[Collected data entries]
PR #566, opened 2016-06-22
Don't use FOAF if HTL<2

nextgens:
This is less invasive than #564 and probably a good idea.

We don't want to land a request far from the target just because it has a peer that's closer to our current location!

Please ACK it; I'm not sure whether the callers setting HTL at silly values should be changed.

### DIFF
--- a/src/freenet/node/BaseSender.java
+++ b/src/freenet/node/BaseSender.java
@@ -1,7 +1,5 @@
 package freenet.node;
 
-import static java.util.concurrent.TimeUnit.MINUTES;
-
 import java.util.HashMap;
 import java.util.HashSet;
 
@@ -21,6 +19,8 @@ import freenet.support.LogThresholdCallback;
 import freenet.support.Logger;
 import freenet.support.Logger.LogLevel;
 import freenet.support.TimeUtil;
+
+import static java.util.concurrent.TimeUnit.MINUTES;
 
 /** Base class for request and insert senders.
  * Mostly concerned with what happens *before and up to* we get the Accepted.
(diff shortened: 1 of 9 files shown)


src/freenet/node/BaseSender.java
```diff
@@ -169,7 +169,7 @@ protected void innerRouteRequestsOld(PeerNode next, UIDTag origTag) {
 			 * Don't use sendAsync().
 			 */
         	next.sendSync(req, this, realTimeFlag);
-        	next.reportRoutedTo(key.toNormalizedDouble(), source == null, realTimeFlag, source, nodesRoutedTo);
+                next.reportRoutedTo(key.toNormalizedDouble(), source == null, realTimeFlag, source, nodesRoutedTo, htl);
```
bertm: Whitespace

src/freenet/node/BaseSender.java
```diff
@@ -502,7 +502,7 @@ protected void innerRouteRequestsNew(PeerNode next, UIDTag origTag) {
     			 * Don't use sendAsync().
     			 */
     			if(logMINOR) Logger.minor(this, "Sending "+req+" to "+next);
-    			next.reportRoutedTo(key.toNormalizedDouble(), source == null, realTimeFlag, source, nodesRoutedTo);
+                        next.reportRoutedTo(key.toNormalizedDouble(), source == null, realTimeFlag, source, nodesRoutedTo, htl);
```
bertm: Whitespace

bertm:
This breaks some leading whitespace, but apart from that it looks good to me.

* * *

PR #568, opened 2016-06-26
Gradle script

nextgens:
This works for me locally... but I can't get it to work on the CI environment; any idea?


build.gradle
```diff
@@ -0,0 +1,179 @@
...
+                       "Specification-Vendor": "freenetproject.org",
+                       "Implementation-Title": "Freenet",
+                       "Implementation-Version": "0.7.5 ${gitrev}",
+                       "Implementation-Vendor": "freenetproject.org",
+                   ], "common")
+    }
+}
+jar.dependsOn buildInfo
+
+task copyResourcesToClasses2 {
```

==

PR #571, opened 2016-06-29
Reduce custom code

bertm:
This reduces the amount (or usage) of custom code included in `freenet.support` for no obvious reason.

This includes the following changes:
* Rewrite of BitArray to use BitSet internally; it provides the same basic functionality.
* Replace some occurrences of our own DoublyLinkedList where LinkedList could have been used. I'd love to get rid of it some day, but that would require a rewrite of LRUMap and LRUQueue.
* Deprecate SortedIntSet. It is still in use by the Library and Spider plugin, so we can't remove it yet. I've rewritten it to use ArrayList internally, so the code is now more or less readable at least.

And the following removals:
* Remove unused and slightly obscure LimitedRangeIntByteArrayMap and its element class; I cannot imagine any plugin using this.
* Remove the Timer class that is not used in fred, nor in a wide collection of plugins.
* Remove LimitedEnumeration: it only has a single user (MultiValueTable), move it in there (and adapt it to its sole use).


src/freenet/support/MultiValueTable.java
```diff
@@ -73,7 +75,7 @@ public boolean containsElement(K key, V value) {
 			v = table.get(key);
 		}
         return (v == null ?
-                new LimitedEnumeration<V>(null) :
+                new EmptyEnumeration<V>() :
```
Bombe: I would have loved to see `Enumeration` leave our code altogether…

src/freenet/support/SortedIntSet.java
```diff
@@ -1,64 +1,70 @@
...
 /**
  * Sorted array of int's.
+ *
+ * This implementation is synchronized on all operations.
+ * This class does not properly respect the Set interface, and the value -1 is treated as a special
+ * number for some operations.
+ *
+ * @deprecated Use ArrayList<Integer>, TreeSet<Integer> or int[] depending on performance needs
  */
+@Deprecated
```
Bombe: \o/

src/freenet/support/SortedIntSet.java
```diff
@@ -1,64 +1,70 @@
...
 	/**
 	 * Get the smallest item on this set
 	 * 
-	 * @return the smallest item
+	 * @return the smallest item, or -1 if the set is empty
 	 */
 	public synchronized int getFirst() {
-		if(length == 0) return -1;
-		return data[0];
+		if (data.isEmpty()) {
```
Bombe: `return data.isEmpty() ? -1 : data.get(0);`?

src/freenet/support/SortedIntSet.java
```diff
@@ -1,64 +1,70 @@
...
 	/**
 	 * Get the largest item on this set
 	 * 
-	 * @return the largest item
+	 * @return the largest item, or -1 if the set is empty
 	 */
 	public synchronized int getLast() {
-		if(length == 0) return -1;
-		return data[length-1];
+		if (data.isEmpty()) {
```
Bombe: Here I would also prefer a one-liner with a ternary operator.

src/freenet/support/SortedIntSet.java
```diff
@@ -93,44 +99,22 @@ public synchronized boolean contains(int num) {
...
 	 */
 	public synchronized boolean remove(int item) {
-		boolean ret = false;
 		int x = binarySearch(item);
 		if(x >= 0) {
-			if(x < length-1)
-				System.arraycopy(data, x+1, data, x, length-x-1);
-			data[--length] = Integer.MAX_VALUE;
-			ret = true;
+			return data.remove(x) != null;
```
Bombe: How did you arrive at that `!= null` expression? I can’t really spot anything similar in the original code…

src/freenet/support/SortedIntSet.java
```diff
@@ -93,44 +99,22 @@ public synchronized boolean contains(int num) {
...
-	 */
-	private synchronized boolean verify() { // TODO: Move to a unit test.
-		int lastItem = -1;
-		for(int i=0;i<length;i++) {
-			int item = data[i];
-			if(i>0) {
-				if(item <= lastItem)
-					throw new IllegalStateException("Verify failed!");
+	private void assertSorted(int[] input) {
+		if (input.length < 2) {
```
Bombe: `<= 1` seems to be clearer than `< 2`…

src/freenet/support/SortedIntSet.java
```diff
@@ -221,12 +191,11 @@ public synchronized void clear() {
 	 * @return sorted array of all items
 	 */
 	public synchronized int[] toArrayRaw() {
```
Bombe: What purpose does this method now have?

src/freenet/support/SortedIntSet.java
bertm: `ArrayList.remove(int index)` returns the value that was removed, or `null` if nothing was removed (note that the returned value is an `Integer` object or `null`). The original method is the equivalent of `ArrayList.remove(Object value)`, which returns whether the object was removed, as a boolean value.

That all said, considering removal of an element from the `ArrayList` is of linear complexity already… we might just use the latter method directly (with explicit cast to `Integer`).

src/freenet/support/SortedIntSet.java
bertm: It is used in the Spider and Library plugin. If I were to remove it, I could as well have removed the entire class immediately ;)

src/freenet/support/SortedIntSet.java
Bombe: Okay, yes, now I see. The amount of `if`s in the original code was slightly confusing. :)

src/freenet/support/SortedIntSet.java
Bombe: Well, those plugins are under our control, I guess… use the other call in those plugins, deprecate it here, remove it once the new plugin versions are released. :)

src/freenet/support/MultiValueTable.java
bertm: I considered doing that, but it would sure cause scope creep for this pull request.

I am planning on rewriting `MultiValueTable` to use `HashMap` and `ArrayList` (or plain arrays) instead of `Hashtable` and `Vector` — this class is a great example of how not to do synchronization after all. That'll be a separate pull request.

▸ Task to complete
Copy out each line of the records that holds the string "sendAsync".

▸ Result
 			 * Don't use sendAsync().
     			 * Don't use sendAsync().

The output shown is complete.